Aim of the exercise »
Return every line below exactly.

------ Material for this task

PR #5217, opened 2026-08-19
feat(ci): check ICU plural categories in the i18n catalog gate

nynexman4464:
`check:i18n-catalog` compared key sets only. A plural branch naming a category the locale never selects passed unnoticed — and such a branch is dead code: `intl-messageformat` asks `Intl.PluralRules` which category a number falls in and drops to `other` when the message has no branch for it, so the translator's wording never renders.

Crowdin is about to make this concrete. On 2026-08-26 it drops the `many` category for Hebrew to match current CLDR (one/two/many/other → one/two/other). Our Hebrew catalog is already one/two/other and current ICU already agrees, so nothing changes for us — but nothing was watching either, and the next language CLDR revises would land the same way.

## What the gate does now

Every message in every catalog is parsed with the same ICU parser the runtime uses, and each plural branch is checked against the categories `Intl.PluralRules` reports for that locale.

Categories are read at check time, never hardcoded — a CLDR table in the repo is exactly what breaks when CLDR moves, and it would then fail catalogs that are correct. The check also inherits the ICU data of whatever Node runs it, which is the same data the app will use.

Using the parser rather than a regex is what makes the rest correct: `{who, select, many {…}}` is not a plural, `selectordinal` is scored against the ordinal categories (Hebrew has three cardinal categories and one ordinal), `=0` is an exact match rather than a category, quoted braces are not syntax, and a plural nested inside another branch is still found.

## Severity

- **Unreachable branch in `en.json` — error.** We author it, and every translation is modelled on it.
- **Unreachable branch in a translation — note.** Crowdin owns that content and it degrades to `other`; failing here would red every translations PR, the same reasoning that makes untranslated keys a note.
- **A message that does not parse — error, anywhere.** It throws when formatted.

Not included: placeholder parity between a translation and its English source. That is a different comparison and worth its own change.

## Test plan

- `pnpm check:i18n-catalog` passes on all 29 shipped locales plus `en` — 7,404 messages parse, zero dead branches.
- Each new rule was removed in turn to confirm its test fails and nothing else does: cardinal/ordinal split, the `=N` exemption, the unsupported-locale guard, nested descent, and plural-vs-`select`.
- Injected into real catalogs, then reverted: a `many` branch in Hebrew reports the dead branch and exits 0; an unbalanced brace in Hebrew reports `EXPECT_ARGUMENT_CLOSING_BRACE` and exits 1; a `few` branch in `en.json` exits 1.
- `pnpm lint:strict` clean. Full `pnpm test` matches `main`'s failures on this machine (all in `packages/cli`, timeouts under load); the one difference passes on its own.

### DIFF
--- a/package.json
+++ b/package.json
@@ -51,6 +51,7 @@
     "@eslint-react/eslint-plugin": "^5.10.4",
     "@eslint/compat": "^2.1.0",
     "@eslint/js": "^10.0.1",
+    "@formatjs/icu-messageformat-parser": "^3.5.12",
     "@playwright/test": "^1.61.1",
     "@testing-library/user-event": "^14.5.0",
     "@types/node": "^25.9.3",
--- a/pnpm-lock.yaml
+++ b/pnpm-lock.yaml
@@ -52,6 +52,9 @@ importers:
       '@eslint/js':
         specifier: ^10.0.1
         version: 10.0.1(eslint@10.6.0(jiti@2.7.0))
+      '@formatjs/icu-messageformat-parser':
+        specifier: ^3.5.12
+        version: 3.5.12
       '@playwright/test':
         specifier: ^1.61.1
         version: 1.61.1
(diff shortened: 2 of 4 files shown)


nynexman4464:
Thanks — the plural-category validation from this draft has been folded into #5188, so I’m closing this duplicate.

------------

Solution to the exercise »
PR #5217, opened 2026-08-19
feat(ci): check ICU plural categories in the i18n catalog gate

nynexman4464:
`check:i18n-catalog` compared key sets only. A plural branch naming a category the locale never selects passed unnoticed — and such a branch is dead code: `intl-messageformat` asks `Intl.PluralRules` which category a number falls in and drops to `other` when the message has no branch for it, so the translator's wording never renders.

Crowdin is about to make this concrete. On 2026-08-26 it drops the `many` category for Hebrew to match current CLDR (one/two/many/other → one/two/other). Our Hebrew catalog is already one/two/other and current ICU already agrees, so nothing changes for us — but nothing was watching either, and the next language CLDR revises would land the same way.

## What the gate does now

Every message in every catalog is parsed with the same ICU parser the runtime uses, and each plural branch is checked against the categories `Intl.PluralRules` reports for that locale.

Categories are read at check time, never hardcoded — a CLDR table in the repo is exactly what breaks when CLDR moves, and it would then fail catalogs that are correct. The check also inherits the ICU data of whatever Node runs it, which is the same data the app will use.

Using the parser rather than a regex is what makes the rest correct: `{who, select, many {…}}` is not a plural, `selectordinal` is scored against the ordinal categories (Hebrew has three cardinal categories and one ordinal), `=0` is an exact match rather than a category, quoted braces are not syntax, and a plural nested inside another branch is still found.

## Severity

- **Unreachable branch in `en.json` — error.** We author it, and every translation is modelled on it.
- **Unreachable branch in a translation — note.** Crowdin owns that content and it degrades to `other`; failing here would red every translations PR, the same reasoning that makes untranslated keys a note.
- **A message that does not parse — error, anywhere.** It throws when formatted.

Not included: placeholder parity between a translation and its English source. That is a different comparison and worth its own change.

## Test plan

- `pnpm check:i18n-catalog` passes on all 29 shipped locales plus `en` — 7,404 messages parse, zero dead branches.
- Each new rule was removed in turn to confirm its test fails and nothing else does: cardinal/ordinal split, the `=N` exemption, the unsupported-locale guard, nested descent, and plural-vs-`select`.
- Injected into real catalogs, then reverted: a `many` branch in Hebrew reports the dead branch and exits 0; an unbalanced brace in Hebrew reports `EXPECT_ARGUMENT_CLOSING_BRACE` and exits 1; a `few` branch in `en.json` exits 1.
- `pnpm lint:strict` clean. Full `pnpm test` matches `main`'s failures on this machine (all in `packages/cli`, timeouts under load); the one difference passes on its own.

### DIFF
--- a/package.json
+++ b/package.json
@@ -51,6 +51,7 @@
     "@eslint-react/eslint-plugin": "^5.10.4",
     "@eslint/compat": "^2.1.0",
     "@eslint/js": "^10.0.1",
+    "@formatjs/icu-messageformat-parser": "^3.5.12",
     "@playwright/test": "^1.61.1",
     "@testing-library/user-event": "^14.5.0",
     "@types/node": "^25.9.3",
--- a/pnpm-lock.yaml
+++ b/pnpm-lock.yaml
@@ -52,6 +52,9 @@ importers:
       '@eslint/js':
         specifier: ^10.0.1
         version: 10.0.1(eslint@10.6.0(jiti@2.7.0))
+      '@formatjs/icu-messageformat-parser':
+        specifier: ^3.5.12
+        version: 3.5.12
       '@playwright/test':
         specifier: ^1.61.1
         version: 1.61.1
(diff shortened: 2 of 4 files shown)


nynexman4464:
Thanks — the plural-category validation from this draft has been folded into #5188, so I’m closing this duplicate.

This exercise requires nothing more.